(Dataset entries)
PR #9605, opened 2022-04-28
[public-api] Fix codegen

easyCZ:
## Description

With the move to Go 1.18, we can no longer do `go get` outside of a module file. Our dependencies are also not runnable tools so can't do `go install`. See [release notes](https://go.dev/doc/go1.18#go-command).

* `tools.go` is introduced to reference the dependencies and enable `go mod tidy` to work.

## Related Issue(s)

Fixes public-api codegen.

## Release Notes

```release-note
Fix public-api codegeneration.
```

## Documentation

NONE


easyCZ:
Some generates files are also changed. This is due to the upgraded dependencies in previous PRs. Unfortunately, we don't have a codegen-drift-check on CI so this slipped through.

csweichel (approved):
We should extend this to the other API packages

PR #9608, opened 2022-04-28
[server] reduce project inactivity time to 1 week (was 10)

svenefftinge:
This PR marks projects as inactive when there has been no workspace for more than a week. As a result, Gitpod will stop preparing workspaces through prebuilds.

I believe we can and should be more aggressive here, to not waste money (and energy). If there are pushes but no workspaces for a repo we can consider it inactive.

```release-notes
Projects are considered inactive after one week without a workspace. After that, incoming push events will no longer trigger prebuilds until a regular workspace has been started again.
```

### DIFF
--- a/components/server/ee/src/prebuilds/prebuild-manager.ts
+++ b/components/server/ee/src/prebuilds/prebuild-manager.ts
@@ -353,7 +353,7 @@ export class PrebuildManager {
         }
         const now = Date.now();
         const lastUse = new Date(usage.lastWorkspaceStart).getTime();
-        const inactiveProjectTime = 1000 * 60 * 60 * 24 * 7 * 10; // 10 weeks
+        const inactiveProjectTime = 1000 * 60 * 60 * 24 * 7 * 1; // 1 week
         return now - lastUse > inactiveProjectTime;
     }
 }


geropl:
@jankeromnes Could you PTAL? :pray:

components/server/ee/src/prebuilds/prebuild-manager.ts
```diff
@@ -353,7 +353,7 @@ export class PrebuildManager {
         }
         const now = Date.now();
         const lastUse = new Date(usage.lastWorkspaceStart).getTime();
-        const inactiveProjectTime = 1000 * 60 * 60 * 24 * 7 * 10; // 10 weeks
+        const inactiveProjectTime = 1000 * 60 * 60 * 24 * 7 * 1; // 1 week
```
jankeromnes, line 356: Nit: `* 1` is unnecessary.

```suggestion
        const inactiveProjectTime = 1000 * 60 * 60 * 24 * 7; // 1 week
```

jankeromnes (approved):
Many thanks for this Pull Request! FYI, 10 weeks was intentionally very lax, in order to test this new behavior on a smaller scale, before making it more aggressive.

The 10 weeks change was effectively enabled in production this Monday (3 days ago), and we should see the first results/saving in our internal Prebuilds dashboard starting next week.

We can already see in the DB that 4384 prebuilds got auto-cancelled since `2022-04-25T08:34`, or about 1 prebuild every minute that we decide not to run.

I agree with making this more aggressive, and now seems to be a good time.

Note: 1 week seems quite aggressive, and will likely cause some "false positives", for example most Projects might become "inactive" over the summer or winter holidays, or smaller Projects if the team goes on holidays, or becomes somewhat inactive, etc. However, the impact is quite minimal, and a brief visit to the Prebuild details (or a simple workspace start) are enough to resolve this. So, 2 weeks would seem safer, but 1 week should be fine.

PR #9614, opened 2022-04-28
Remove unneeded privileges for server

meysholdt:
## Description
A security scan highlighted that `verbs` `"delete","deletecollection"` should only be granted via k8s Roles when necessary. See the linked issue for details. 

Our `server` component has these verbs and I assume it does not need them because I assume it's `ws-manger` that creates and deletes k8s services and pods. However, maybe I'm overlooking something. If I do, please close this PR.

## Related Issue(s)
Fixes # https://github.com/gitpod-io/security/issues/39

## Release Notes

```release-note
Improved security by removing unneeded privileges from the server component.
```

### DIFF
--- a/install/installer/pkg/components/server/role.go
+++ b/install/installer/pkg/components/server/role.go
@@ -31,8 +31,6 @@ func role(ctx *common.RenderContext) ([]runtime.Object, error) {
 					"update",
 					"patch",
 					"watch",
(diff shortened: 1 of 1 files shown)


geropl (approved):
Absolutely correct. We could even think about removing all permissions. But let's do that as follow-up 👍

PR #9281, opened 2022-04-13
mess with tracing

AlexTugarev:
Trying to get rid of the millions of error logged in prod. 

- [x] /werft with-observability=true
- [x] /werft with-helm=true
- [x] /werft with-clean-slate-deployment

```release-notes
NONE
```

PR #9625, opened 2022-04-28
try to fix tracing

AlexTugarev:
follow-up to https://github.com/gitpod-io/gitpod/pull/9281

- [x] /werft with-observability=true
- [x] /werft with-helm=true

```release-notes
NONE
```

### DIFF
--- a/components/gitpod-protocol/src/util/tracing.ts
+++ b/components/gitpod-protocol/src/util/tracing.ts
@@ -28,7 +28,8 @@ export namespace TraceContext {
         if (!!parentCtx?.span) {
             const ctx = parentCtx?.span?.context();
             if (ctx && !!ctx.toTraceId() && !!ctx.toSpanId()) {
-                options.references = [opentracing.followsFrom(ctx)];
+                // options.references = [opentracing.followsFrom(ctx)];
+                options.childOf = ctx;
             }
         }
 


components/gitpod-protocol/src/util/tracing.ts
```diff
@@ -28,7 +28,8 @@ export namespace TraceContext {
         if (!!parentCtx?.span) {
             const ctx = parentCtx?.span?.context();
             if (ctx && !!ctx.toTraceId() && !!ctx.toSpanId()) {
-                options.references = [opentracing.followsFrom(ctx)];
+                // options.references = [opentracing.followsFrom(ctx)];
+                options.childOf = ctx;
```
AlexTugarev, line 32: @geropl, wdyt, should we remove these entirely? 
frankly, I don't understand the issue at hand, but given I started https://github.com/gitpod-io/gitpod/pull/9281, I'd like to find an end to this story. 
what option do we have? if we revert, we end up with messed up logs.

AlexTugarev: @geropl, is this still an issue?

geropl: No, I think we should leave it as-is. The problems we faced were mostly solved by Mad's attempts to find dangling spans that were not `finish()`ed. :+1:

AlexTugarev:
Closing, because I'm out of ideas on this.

■ Assignment ■
Write the data out once more, exactly as it was given.

■ Final answer ■
PR #9605, opened 2022-04-28
[public-api] Fix codegen

easyCZ:
## Description

With the move to Go 1.18, we can no longer do `go get` outside of a module file. Our dependencies are also not runnable tools so can't do `go install`. See [release notes](https://go.dev/doc/go1.18#go-command).

* `tools.go` is introduced to reference the dependencies and enable `go mod tidy` to work.

## Related Issue(s)

Fixes public-api codegen.

## Release Notes

```release-note
Fix public-api codegeneration.
```

## Documentation

NONE


easyCZ:
Some generates files are also changed. This is due to the upgraded dependencies in previous PRs. Unfortunately, we don't have a codegen-drift-check on CI so this slipped through.

csweichel (approved):
We should extend this to the other API packages

PR #9608, opened 2022-04-28
[server] reduce project inactivity time to 1 week (was 10)

svenefftinge:
This PR marks projects as inactive when there has been no workspace for more than a week. As a result, Gitpod will stop preparing workspaces through prebuilds.

I believe we can and should be more aggressive here, to not waste money (and energy). If there are pushes but no workspaces for a repo we can consider it inactive.

```release-notes
Projects are considered inactive after one week without a workspace. After that, incoming push events will no longer trigger prebuilds until a regular workspace has been started again.
```

### DIFF
--- a/components/server/ee/src/prebuilds/prebuild-manager.ts
+++ b/components/server/ee/src/prebuilds/prebuild-manager.ts
@@ -353,7 +353,7 @@ export class PrebuildManager {
         }
         const now = Date.now();
         const lastUse = new Date(usage.lastWorkspaceStart).getTime();
-        const inactiveProjectTime = 1000 * 60 * 60 * 24 * 7 * 10; // 10 weeks
+        const inactiveProjectTime = 1000 * 60 * 60 * 24 * 7 * 1; // 1 week
         return now - lastUse > inactiveProjectTime;
     }
 }


geropl:
@jankeromnes Could you PTAL? :pray:

components/server/ee/src/prebuilds/prebuild-manager.ts
```diff
@@ -353,7 +353,7 @@ export class PrebuildManager {
         }
         const now = Date.now();
         const lastUse = new Date(usage.lastWorkspaceStart).getTime();
-        const inactiveProjectTime = 1000 * 60 * 60 * 24 * 7 * 10; // 10 weeks
+        const inactiveProjectTime = 1000 * 60 * 60 * 24 * 7 * 1; // 1 week
```
jankeromnes, line 356: Nit: `* 1` is unnecessary.

```suggestion
        const inactiveProjectTime = 1000 * 60 * 60 * 24 * 7; // 1 week
```

jankeromnes (approved):
Many thanks for this Pull Request! FYI, 10 weeks was intentionally very lax, in order to test this new behavior on a smaller scale, before making it more aggressive.

The 10 weeks change was effectively enabled in production this Monday (3 days ago), and we should see the first results/saving in our internal Prebuilds dashboard starting next week.

We can already see in the DB that 4384 prebuilds got auto-cancelled since `2022-04-25T08:34`, or about 1 prebuild every minute that we decide not to run.

I agree with making this more aggressive, and now seems to be a good time.

Note: 1 week seems quite aggressive, and will likely cause some "false positives", for example most Projects might become "inactive" over the summer or winter holidays, or smaller Projects if the team goes on holidays, or becomes somewhat inactive, etc. However, the impact is quite minimal, and a brief visit to the Prebuild details (or a simple workspace start) are enough to resolve this. So, 2 weeks would seem safer, but 1 week should be fine.

PR #9614, opened 2022-04-28
Remove unneeded privileges for server

meysholdt:
## Description
A security scan highlighted that `verbs` `"delete","deletecollection"` should only be granted via k8s Roles when necessary. See the linked issue for details. 

Our `server` component has these verbs and I assume it does not need them because I assume it's `ws-manger` that creates and deletes k8s services and pods. However, maybe I'm overlooking something. If I do, please close this PR.

## Related Issue(s)
Fixes # https://github.com/gitpod-io/security/issues/39

## Release Notes

```release-note
Improved security by removing unneeded privileges from the server component.
```

### DIFF
--- a/install/installer/pkg/components/server/role.go
+++ b/install/installer/pkg/components/server/role.go
@@ -31,8 +31,6 @@ func role(ctx *common.RenderContext) ([]runtime.Object, error) {
 					"update",
 					"patch",
 					"watch",
(diff shortened: 1 of 1 files shown)


geropl (approved):
Absolutely correct. We could even think about removing all permissions. But let's do that as follow-up 👍

PR #9281, opened 2022-04-13
mess with tracing

AlexTugarev:
Trying to get rid of the millions of error logged in prod. 

- [x] /werft with-observability=true
- [x] /werft with-helm=true
- [x] /werft with-clean-slate-deployment

```release-notes
NONE
```

PR #9625, opened 2022-04-28
try to fix tracing

AlexTugarev:
follow-up to https://github.com/gitpod-io/gitpod/pull/9281

- [x] /werft with-observability=true
- [x] /werft with-helm=true

```release-notes
NONE
```

### DIFF
--- a/components/gitpod-protocol/src/util/tracing.ts
+++ b/components/gitpod-protocol/src/util/tracing.ts
@@ -28,7 +28,8 @@ export namespace TraceContext {
         if (!!parentCtx?.span) {
             const ctx = parentCtx?.span?.context();
             if (ctx && !!ctx.toTraceId() && !!ctx.toSpanId()) {
-                options.references = [opentracing.followsFrom(ctx)];
+                // options.references = [opentracing.followsFrom(ctx)];
+                options.childOf = ctx;
             }
         }
 


components/gitpod-protocol/src/util/tracing.ts
```diff
@@ -28,7 +28,8 @@ export namespace TraceContext {
         if (!!parentCtx?.span) {
             const ctx = parentCtx?.span?.context();
             if (ctx && !!ctx.toTraceId() && !!ctx.toSpanId()) {
-                options.references = [opentracing.followsFrom(ctx)];
+                // options.references = [opentracing.followsFrom(ctx)];
+                options.childOf = ctx;
```
AlexTugarev, line 32: @geropl, wdyt, should we remove these entirely? 
frankly, I don't understand the issue at hand, but given I started https://github.com/gitpod-io/gitpod/pull/9281, I'd like to find an end to this story. 
what option do we have? if we revert, we end up with messed up logs.

AlexTugarev: @geropl, is this still an issue?

geropl: No, I think we should leave it as-is. The problems we faced were mostly solved by Mad's attempts to find dangling spans that were not `finish()`ed. :+1:

AlexTugarev:
Closing, because I'm out of ideas on this.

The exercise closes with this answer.